Try it: Even if the data beneath seems repetitive, write it all out again exactly.

** Opening Data shown block **

PR #77, opened 2016-05-21
Migrating action creators to Redux saga

n1k0:
This patch leverages [redux-saga](https://github.com/yelouafi/redux-saga/) and moved the action creators logic to dedicated sagas. Actions are now just simple synchronous descriptors, and sagas handle the asynchronous request stuff, triggering actions to notify the reducers when they're processed.

That makes the codebase better organized and easier to read especially because of the use of generators.
 
While the diff is large and seems to add more code than before, this is mostly because we now have much  more granular tests for action creators.

The patch has been deployed to [gh-pages](kinto.github.io/kinto-admin/).

#### Todo

- [x] Write missing saga tests
- [x] Figure out why we need *babel-polyfill* even for browsers that support generators natively


scripts/components/CollectionEdit.js
```diff
@@ -21,7 +21,7 @@ export default class CollectionEdit extends Component {
 
   render() {
     const {collection} = this.props;
-    const {label, schema, uiSchema, displayFields, busy} = collection;
+    const {schema={}, uiSchema={}, displayFields=[], label, busy} = collection;
```
leplatrem: wao, I didn't know about that syntax :) neat !

n1k0: Me neither 2 days ago :p Now I see so many places this should be used it's embarrassing.

n1k0:
This is now ready for, *ahem*, review. I'm pretty sure no one on Earth will ever want to thoroughly review this, so I'm gonna let it sit for a few hours and land it if I don't get any feedback meanwhile.

Pinging @Natim @leplatrem @glasserc @almet

Natim:
I will have a look at it :)

scripts/client.js
```diff
@@ -0,0 +1,25 @@
+import KintoClient from "kinto-client";
+
+
+let client;
+
+export function setupClient({server, username, password}) {
```
Natim: I wonder if we shouldn't pass the authorization header directly to later supports other authorization methods.

scripts/client.js
```diff
@@ -0,0 +1,25 @@
+import KintoClient from "kinto-client";
+
+
+let client;
```
Natim: I wonder if we shouldn't use a class that we can instanciate rather than a sigleton like that.

scripts/client.js
n1k0: yeah, but please let's iterate here :)

Natim: Ok :+1:

scripts/client.js
n1k0: I agree 100% and this is my main gripe with the patch and the previous implementation where it was the same.

The only way I could see having a state-dependent construct of the client would be to store it in the store, which sounds odd. Do you have an idea how we could avoid relying on a singleton in the current architecture? Or do you have another architecture in mind where achieving this would be easy?

Last, could we iterate here? :D

scripts/sagas/bucket.js
```diff
@@ -0,0 +1,111 @@
...
+  while(true) { // eslint-disable-line
+    const {bid, cid} = yield take(COLLECTION_LOAD_REQUEST);
+    yield fork(loadCollection, bid, cid);
+  }
+}
+
+export function* watchCollectionCreate() {
+  while(true) { // eslint-disable-line
+    const {bid, collectionData} = yield take(COLLECTION_CREATE_REQUEST);
+    yield fork(createCollection, bid, collectionData);
```
Natim: fork is a bit cryptic to me what do it do?

Natim: Apparently it is related to redux-saga I will probably have to read its doc :)

scripts/sagas/collection.js
```diff
@@ -0,0 +1,165 @@
...
+  }
+}
+
+export function* createRecord(bid, cid, record) {
+  try {
+    const coll = getCollection(bid, cid);
+    yield put(collectionActions.collectionBusy(true));
+    yield call([coll, coll.createRecord], record);
+    yield put(collectionActions.listRecords(bid, cid));
+    yield put(updatePath(`/buckets/${bid}/collections/${cid}`));
```
Natim: :+1:

scripts/sagas/session.js
```diff
@@ -0,0 +1,89 @@
...
+
+export function* listBuckets() {
+  const client = getClient();
+  try {
+    // XXX We need to first issue a request to the "default" bucket in order
+    // to create user associated permissions, so we can access the list of
+    // buckets.
+    // ref https://github.com/Kinto/kinto/issues/454
+    const buck = client.bucket("default");
+    yield call([buck, buck.getAttributes]);
```
Natim: We shouldn't for the creation of the default bucket here. Actually this makes the kinto-admin fails with kinto server that doesn't support default buckets such as : https://djangocong.herokuapp.com/v1/

scripts/sagas/bucket.js
n1k0: It basically schedule the execution of the saga in a non-blocking fashion. From the [docs](https://yelouafi.github.io/redux-saga/docs/api/index.html#forkfn-args):

> The middleware doesn't suspend the Generator while waiting for the result of fn. Instead as soon as fn is invoked, the Generator resumes immediately.

Natim:
There is tests :+1:

Natim:
I read the code, it looks good to me.

scripts/sagas/session.js
n1k0: Interesting, indeed I should check the serverInfo from state to see if we should ping the default bucket here. The thing is, I have no idea how to query global store state from a saga, neither if it's a good practice :D

scripts/sagas/collection.js
n1k0: Yeah I fixed things along the way :D

scripts/client.js
Natim: I would rather create a stateless client that we can create from the store.
I would then pass the serverInfo from the state if I catched them already.

It don't know if it makes sense.

n1k0: We could also store client state in the store, and have a dedicated saga for acting on it. I'll spend some time playing around with these idea, thank you!

scripts/sagas/session.js
n1k0: Note that an approach as described in https://github.com/Kinto/kinto-admin/pull/77#discussion_r64196279 would nicely solve this.

n1k0: Meanwhile added a check for default bucket information from serverInfo https://github.com/Kinto/kinto-admin/pull/77/commits/c180b2bab9fbc7215cd3d954353274769e001809

Natim: Ok :+1:

n1k0:
I'm landing this.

** Closing Data shown block **

Answer section:
PR #77, opened 2016-05-21
Migrating action creators to Redux saga

n1k0:
This patch leverages [redux-saga](https://github.com/yelouafi/redux-saga/) and moved the action creators logic to dedicated sagas. Actions are now just simple synchronous descriptors, and sagas handle the asynchronous request stuff, triggering actions to notify the reducers when they're processed.

That makes the codebase better organized and easier to read especially because of the use of generators.
 
While the diff is large and seems to add more code than before, this is mostly because we now have much  more granular tests for action creators.

The patch has been deployed to [gh-pages](kinto.github.io/kinto-admin/).

#### Todo

- [x] Write missing saga tests
- [x] Figure out why we need *babel-polyfill* even for browsers that support generators natively


scripts/components/CollectionEdit.js
```diff
@@ -21,7 +21,7 @@ export default class CollectionEdit extends Component {
 
   render() {
     const {collection} = this.props;
-    const {label, schema, uiSchema, displayFields, busy} = collection;
+    const {schema={}, uiSchema={}, displayFields=[], label, busy} = collection;
```
leplatrem: wao, I didn't know about that syntax :) neat !

n1k0: Me neither 2 days ago :p Now I see so many places this should be used it's embarrassing.

n1k0:
This is now ready for, *ahem*, review. I'm pretty sure no one on Earth will ever want to thoroughly review this, so I'm gonna let it sit for a few hours and land it if I don't get any feedback meanwhile.

Pinging @Natim @leplatrem @glasserc @almet

Natim:
I will have a look at it :)

scripts/client.js
```diff
@@ -0,0 +1,25 @@
+import KintoClient from "kinto-client";
+
+
+let client;
+
+export function setupClient({server, username, password}) {
```
Natim: I wonder if we shouldn't pass the authorization header directly to later supports other authorization methods.

scripts/client.js
```diff
@@ -0,0 +1,25 @@
+import KintoClient from "kinto-client";
+
+
+let client;
```
Natim: I wonder if we shouldn't use a class that we can instanciate rather than a sigleton like that.

scripts/client.js
n1k0: yeah, but please let's iterate here :)

Natim: Ok :+1:

scripts/client.js
n1k0: I agree 100% and this is my main gripe with the patch and the previous implementation where it was the same.

The only way I could see having a state-dependent construct of the client would be to store it in the store, which sounds odd. Do you have an idea how we could avoid relying on a singleton in the current architecture? Or do you have another architecture in mind where achieving this would be easy?

Last, could we iterate here? :D

scripts/sagas/bucket.js
```diff
@@ -0,0 +1,111 @@
...
+  while(true) { // eslint-disable-line
+    const {bid, cid} = yield take(COLLECTION_LOAD_REQUEST);
+    yield fork(loadCollection, bid, cid);
+  }
+}
+
+export function* watchCollectionCreate() {
+  while(true) { // eslint-disable-line
+    const {bid, collectionData} = yield take(COLLECTION_CREATE_REQUEST);
+    yield fork(createCollection, bid, collectionData);
```
Natim: fork is a bit cryptic to me what do it do?

Natim: Apparently it is related to redux-saga I will probably have to read its doc :)

scripts/sagas/collection.js
```diff
@@ -0,0 +1,165 @@
...
+  }
+}
+
+export function* createRecord(bid, cid, record) {
+  try {
+    const coll = getCollection(bid, cid);
+    yield put(collectionActions.collectionBusy(true));
+    yield call([coll, coll.createRecord], record);
+    yield put(collectionActions.listRecords(bid, cid));
+    yield put(updatePath(`/buckets/${bid}/collections/${cid}`));
```
Natim: :+1:

scripts/sagas/session.js
```diff
@@ -0,0 +1,89 @@
...
+
+export function* listBuckets() {
+  const client = getClient();
+  try {
+    // XXX We need to first issue a request to the "default" bucket in order
+    // to create user associated permissions, so we can access the list of
+    // buckets.
+    // ref https://github.com/Kinto/kinto/issues/454
+    const buck = client.bucket("default");
+    yield call([buck, buck.getAttributes]);
```
Natim: We shouldn't for the creation of the default bucket here. Actually this makes the kinto-admin fails with kinto server that doesn't support default buckets such as : https://djangocong.herokuapp.com/v1/

scripts/sagas/bucket.js
n1k0: It basically schedule the execution of the saga in a non-blocking fashion. From the [docs](https://yelouafi.github.io/redux-saga/docs/api/index.html#forkfn-args):

> The middleware doesn't suspend the Generator while waiting for the result of fn. Instead as soon as fn is invoked, the Generator resumes immediately.

Natim:
There is tests :+1:

Natim:
I read the code, it looks good to me.

scripts/sagas/session.js
n1k0: Interesting, indeed I should check the serverInfo from state to see if we should ping the default bucket here. The thing is, I have no idea how to query global store state from a saga, neither if it's a good practice :D

scripts/sagas/collection.js
n1k0: Yeah I fixed things along the way :D

scripts/client.js
Natim: I would rather create a stateless client that we can create from the store.
I would then pass the serverInfo from the state if I catched them already.

It don't know if it makes sense.

n1k0: We could also store client state in the store, and have a dedicated saga for acting on it. I'll spend some time playing around with these idea, thank you!

scripts/sagas/session.js
n1k0: Note that an approach as described in https://github.com/Kinto/kinto-admin/pull/77#discussion_r64196279 would nicely solve this.

n1k0: Meanwhile added a check for default bucket information from serverInfo https://github.com/Kinto/kinto-admin/pull/77/commits/c180b2bab9fbc7215cd3d954353274769e001809

Natim: Ok :+1:

n1k0:
I'm landing this.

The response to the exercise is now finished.